[Opening Study material section]

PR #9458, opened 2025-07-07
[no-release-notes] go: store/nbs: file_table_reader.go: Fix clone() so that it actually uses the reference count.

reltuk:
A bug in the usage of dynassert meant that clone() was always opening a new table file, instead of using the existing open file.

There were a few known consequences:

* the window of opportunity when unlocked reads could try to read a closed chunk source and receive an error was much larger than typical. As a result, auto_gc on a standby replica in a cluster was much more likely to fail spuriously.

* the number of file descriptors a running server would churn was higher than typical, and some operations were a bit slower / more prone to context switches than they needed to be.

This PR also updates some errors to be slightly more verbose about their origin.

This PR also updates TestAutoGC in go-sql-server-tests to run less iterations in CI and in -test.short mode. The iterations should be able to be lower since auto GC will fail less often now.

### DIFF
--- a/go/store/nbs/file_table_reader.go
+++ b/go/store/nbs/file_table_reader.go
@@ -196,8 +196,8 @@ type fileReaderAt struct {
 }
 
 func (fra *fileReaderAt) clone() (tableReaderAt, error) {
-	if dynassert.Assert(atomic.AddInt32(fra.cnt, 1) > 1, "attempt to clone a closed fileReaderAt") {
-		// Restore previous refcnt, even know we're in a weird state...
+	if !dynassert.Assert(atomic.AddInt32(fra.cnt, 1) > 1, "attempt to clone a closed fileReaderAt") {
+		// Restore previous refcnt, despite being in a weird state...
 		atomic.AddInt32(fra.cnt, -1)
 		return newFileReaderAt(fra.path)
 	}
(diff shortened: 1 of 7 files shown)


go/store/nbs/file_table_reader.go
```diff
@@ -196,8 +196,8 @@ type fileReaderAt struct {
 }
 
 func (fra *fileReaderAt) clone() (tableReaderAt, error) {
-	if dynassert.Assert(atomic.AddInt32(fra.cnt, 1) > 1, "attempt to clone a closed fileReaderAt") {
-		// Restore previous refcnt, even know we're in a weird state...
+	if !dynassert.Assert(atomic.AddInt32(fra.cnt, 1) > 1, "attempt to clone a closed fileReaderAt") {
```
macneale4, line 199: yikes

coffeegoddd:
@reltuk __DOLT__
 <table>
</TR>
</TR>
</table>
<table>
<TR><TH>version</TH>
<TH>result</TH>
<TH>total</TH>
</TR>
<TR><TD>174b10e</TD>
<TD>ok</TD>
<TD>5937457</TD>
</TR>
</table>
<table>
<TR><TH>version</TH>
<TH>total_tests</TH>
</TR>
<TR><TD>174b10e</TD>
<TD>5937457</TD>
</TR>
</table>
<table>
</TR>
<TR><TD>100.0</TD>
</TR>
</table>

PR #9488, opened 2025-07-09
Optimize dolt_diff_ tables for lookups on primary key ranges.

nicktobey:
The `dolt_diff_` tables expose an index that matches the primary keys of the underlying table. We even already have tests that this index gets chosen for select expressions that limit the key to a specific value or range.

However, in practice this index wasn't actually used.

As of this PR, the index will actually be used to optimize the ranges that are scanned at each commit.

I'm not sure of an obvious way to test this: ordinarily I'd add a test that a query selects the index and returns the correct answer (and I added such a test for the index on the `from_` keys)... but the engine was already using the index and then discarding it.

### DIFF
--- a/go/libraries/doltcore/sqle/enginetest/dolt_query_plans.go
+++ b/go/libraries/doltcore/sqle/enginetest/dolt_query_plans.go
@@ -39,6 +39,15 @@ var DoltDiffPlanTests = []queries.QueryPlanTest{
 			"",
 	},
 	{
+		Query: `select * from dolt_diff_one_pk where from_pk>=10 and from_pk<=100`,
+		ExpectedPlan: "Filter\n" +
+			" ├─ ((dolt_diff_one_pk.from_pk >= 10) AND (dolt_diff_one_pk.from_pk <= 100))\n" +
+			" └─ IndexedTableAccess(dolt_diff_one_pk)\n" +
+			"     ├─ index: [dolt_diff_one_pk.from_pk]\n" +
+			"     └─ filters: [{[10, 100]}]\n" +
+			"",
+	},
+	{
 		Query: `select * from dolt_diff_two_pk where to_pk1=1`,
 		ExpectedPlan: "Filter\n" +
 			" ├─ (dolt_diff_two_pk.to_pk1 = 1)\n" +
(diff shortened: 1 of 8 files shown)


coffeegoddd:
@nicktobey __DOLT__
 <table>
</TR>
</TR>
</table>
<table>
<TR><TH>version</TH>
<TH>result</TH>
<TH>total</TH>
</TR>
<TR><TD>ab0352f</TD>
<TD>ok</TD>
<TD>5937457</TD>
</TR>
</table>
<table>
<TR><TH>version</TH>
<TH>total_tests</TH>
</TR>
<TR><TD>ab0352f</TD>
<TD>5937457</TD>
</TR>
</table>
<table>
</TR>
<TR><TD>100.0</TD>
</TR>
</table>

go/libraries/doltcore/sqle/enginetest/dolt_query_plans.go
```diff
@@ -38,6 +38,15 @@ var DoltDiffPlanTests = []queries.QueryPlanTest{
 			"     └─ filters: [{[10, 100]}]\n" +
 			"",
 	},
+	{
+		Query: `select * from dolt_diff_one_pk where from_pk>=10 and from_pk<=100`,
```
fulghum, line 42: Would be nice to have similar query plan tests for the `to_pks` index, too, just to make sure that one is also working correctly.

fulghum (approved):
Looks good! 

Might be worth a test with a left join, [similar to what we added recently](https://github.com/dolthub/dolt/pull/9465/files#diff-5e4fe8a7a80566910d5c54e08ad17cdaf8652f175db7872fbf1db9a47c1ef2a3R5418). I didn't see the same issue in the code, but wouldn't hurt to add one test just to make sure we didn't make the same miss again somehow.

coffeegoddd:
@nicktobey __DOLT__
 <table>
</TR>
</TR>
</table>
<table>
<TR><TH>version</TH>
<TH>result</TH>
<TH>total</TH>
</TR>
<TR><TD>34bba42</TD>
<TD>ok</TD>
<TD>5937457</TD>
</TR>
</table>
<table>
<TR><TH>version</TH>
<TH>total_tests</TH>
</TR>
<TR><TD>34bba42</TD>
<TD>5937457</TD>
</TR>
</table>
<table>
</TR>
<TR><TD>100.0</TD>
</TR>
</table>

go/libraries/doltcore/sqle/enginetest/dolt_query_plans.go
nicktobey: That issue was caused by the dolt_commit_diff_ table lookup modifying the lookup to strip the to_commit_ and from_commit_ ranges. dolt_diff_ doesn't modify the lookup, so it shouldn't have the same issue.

[Closing Study material section]

Task: Both the first line of the records above and the line containing "This PR also updates some" are to be transcribed exactly, together with every line between them, and nothing else.

Task response:
PR #9458, opened 2025-07-07
[no-release-notes] go: store/nbs: file_table_reader.go: Fix clone() so that it actually uses the reference count.

reltuk:
A bug in the usage of dynassert meant that clone() was always opening a new table file, instead of using the existing open file.

There were a few known consequences:

* the window of opportunity when unlocked reads could try to read a closed chunk source and receive an error was much larger than typical. As a result, auto_gc on a standby replica in a cluster was much more likely to fail spuriously.

* the number of file descriptors a running server would churn was higher than typical, and some operations were a bit slower / more prone to context switches than they needed to be.

This PR also updates some errors to be slightly more verbose about their origin.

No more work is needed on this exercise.